Check every line below for the word "cosmosDBMongoServerAttached" and copy each one that has it.

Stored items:
···
PR #847, opened 2018-10-04
Added api.getConnectionString command

Omelianenko:
Model of command that returns the connection string

### DIFF
--- a/package.json
+++ b/package.json
@@ -37,8 +37,8 @@
 	"activationEvents": [
 		"onLanguage:mongo",
 		"onView:cosmosDBExplorer",
-		"onCommand:cosmosDB.executeMongoCommand",
-		"onCommand:cosmosDB.executeAllMongoCommands",
+		"onCommand:cosmosDB.api.getConnectionString",
+		"onCommand:cosmosDB.api.getDatabase",
 		"onCommand:cosmosDB.attachDatabaseAccount",
 		"onCommand:cosmosDB.attachEmulator",
 		"onCommand:cosmosDB.createAccount",
@@ -62,6 +62,8 @@
 		"onCommand:cosmosDB.deleteDocDBDocument",
 		"onCommand:cosmosDB.deleteGraphDatabase",
 		"onCommand:cosmosDB.deleteGraph",
+		"onCommand:cosmosDB.executeAllMongoCommands",
+		"onCommand:cosmosDB.executeMongoCommand",
 		"onCommand:cosmosDB.newMongoScrapbook",
 		"onCommand:cosmosDB.update",
 		"onCommand:cosmosDB.openDocument",
@@ -327,6 +329,11 @@
 				"category": "Cosmos DB",
 				"command": "cosmosDB.openCollection",
 				"title": "Open Collection"
+			},
+			{
+				"category": "Cosmos DB",
+				"command": "cosmosDB.api.getConnectionString",
+				"title": "Get connection string"
 			},
 			{
 				"category": "Cosmos DB",
@@ -658,6 +665,10 @@
 				},
 				{
 					"command": "cosmosDB.loadMore",
+					"when": "never"
+				},
+				{
+					"command": "cosmosDB.api.getConnectionString",
 					"when": "never"
 				},
 				{
--- a/package.json
+++ b/package.json
@@ -599,22 +599,6 @@
 				},
 				{
 					"command": "cosmosDB.copyConnectionString",
-					"when": "view == cosmosDBExplorer && viewItem == cosmosDBMongoServerAttached"
-				},
-				{
-					"command": "cosmosDB.copyConnectionString",
-					"when": "view == cosmosDBExplorer && viewItem == cosmosDBGraphAccountAttached"
-				},
-				{
-					"command": "cosmosDB.copyConnectionString",
-					"when": "view == cosmosDBExplorer && viewItem == cosmosDBDocumentServerAttached"
-				},
-				{
-					"command": "cosmosDB.copyConnectionString",
-					"when": "view == cosmosDBExplorer && viewItem == cosmosDBTableAccountAttached"
-				},
-				{
-					"command": "cosmosDB.copyConnectionString",
 					"when": "view == cosmosDBExplorer && viewItem == mongoDb"
 				},
 				{
--- a/package.json
+++ b/package.json
@@ -598,6 +598,26 @@
 					"when": "view == cosmosDBExplorer && viewItem == cosmosDBTableAccount"
 				},
 				{
+					"command": "cosmosDB.copyConnectionString",
+					"when": "view == cosmosDBExplorer && viewItem == cosmosDBMongoServerAttached"
+				},
+				{
+					"command": "cosmosDB.copyConnectionString",
+					"when": "view == cosmosDBExplorer && viewItem == cosmosDBGraphAccountAttached"
+				},
+				{
+					"command": "cosmosDB.copyConnectionString",
+					"when": "view == cosmosDBExplorer && viewItem == cosmosDBDocumentServerAttached"
+				},
+				{
+					"command": "cosmosDB.copyConnectionString",
+					"when": "view == cosmosDBExplorer && viewItem == cosmosDBTableAccountAttached"
+				},
+				{
+					"command": "cosmosDB.copyConnectionString",
+					"when": "view == cosmosDBExplorer && viewItem == mongoDb"
+				},
+				{
 					"command": "cosmosDB.refresh",
 					"when": "view == cosmosDBExplorer && viewItem == cosmosDBMongoServer"
 				},
--- a/package.json
+++ b/package.json
@@ -598,10 +598,6 @@
 					"when": "view == cosmosDBExplorer && viewItem == cosmosDBTableAccount"
 				},
 				{
-					"command": "cosmosDB.copyConnectionString",
-					"when": "view == cosmosDBExplorer && viewItem == mongoDb"
-				},
-				{
 					"command": "cosmosDB.refresh",
 					"when": "view == cosmosDBExplorer && viewItem == cosmosDBMongoServer"
 				},
--- a/src/extension.ts
+++ b/src/extension.ts
@@ -135,10 +135,9 @@ export function activate(context: vscode.ExtensionContext) {
 		return (<IAzureParentNode>await tree.showNodePicker([MongoDatabaseTreeItem.contextValue, DocDBDatabaseTreeItem.contextValue])).id;
 	});
 	registerCommand('cosmosDB.api.getConnectionString', async (treeItemId: string) => {
-		const possibleContextValues = { mongoDb: 'mongoDb' };
 		const node = (<IAzureNode>await tree.findNode(treeItemId));
 		switch (node.treeItem.contextValue) {
-			case possibleContextValues.mongoDb:
+			case MongoDatabaseTreeItem.contextValue:
 				return (<IAzureNode<MongoDatabaseTreeItem>>node).treeItem.connectionString;
 			default:
 				throw new Error("Not implemented yet. Works only with Mongo.");
--- a/src/extension.ts
+++ b/src/extension.ts
@@ -135,7 +135,10 @@ export function activate(context: vscode.ExtensionContext) {
 		return (<IAzureParentNode>await tree.showNodePicker([MongoDatabaseTreeItem.contextValue, DocDBDatabaseTreeItem.contextValue])).id;
 	});
 	registerCommand('cosmosDB.api.getConnectionString', async (treeItemId: string) => {
-		const node = (<IAzureNode>await tree.findNode(treeItemId));
+		const node = (<IAzureNode | undefined>await tree.findNode(treeItemId));
+		if (node === undefined) {
+			throw new Error("Coudn't find node with provided Id.");
+		}
 		switch (node.treeItem.contextValue) {
 			case MongoDatabaseTreeItem.contextValue:
 				return (<IAzureNode<MongoDatabaseTreeItem>>node).treeItem.connectionString;
--- a/src/extension.ts
+++ b/src/extension.ts
@@ -136,14 +136,14 @@ export function activate(context: vscode.ExtensionContext) {
 	});
 	registerCommand('cosmosDB.api.getConnectionString', async (treeItemId: string) => {
 		const node = (<IAzureNode | undefined>await tree.findNode(treeItemId));
-		if (node === undefined) {
-			throw new Error("Couldn't find the database node in Cosmos DB with provided Id.");
+		if (!node) {
+			throw new Error(`Couldn't find the database node in Cosmos DB with provided Id: ${treeItemId}`);
 		}
 		switch (node.treeItem.contextValue) {
 			case MongoDatabaseTreeItem.contextValue:
 				return (<IAzureNode<MongoDatabaseTreeItem>>node).treeItem.connectionString;
 			default:
-				throw new Error("Not implemented yet. For now works only with Mongo.");
+				throw new Error('Not implemented yet. For now works only with Mongo.');
 		}
 	});
 }
--- a/src/extension.ts
+++ b/src/extension.ts
@@ -135,7 +135,7 @@ export function activate(context: vscode.ExtensionContext) {
 		return (<IAzureParentNode>await tree.showNodePicker([MongoDatabaseTreeItem.contextValue, DocDBDatabaseTreeItem.contextValue])).id;
 	});
 	registerCommand('cosmosDB.api.getConnectionString', async (treeItemId: string) => {
-		const node = (<IAzureNode | undefined>await tree.findNode(treeItemId));
+		const node = await tree.findNode(treeItemId);
 		if (!node) {
 			throw new Error(`Couldn't find the database node in Cosmos DB with provided Id: ${treeItemId}`);
 		}
--- a/src/extension.ts
+++ b/src/extension.ts
@@ -137,13 +137,13 @@ export function activate(context: vscode.ExtensionContext) {
 	registerCommand('cosmosDB.api.getConnectionString', async (treeItemId: string) => {
 		const node = (<IAzureNode | undefined>await tree.findNode(treeItemId));
 		if (node === undefined) {
-			throw new Error("Coudn't find node with provided Id.");
+			throw new Error("Couldn't find the database node in Cosmos DB with provided Id.");
 		}
 		switch (node.treeItem.contextValue) {
 			case MongoDatabaseTreeItem.contextValue:
 				return (<IAzureNode<MongoDatabaseTreeItem>>node).treeItem.connectionString;
 			default:
-				throw new Error("Not implemented yet. Works only with Mongo.");
+				throw new Error("Not implemented yet. For now works only with Mongo.");
 		}
 	});
 }
--- a/src/extension.ts
+++ b/src/extension.ts
@@ -134,6 +134,16 @@ export function activate(context: vscode.ExtensionContext) {
 	registerCommand('cosmosDB.api.getDatabase', async () => {
 		return (<IAzureParentNode>await tree.showNodePicker([MongoDatabaseTreeItem.contextValue, DocDBDatabaseTreeItem.contextValue])).id;
 	});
···
▶ **Solved exercise**
-					"when": "view == cosmosDBExplorer && viewItem == cosmosDBMongoServerAttached"
+					"when": "view == cosmosDBExplorer && viewItem == cosmosDBMongoServerAttached"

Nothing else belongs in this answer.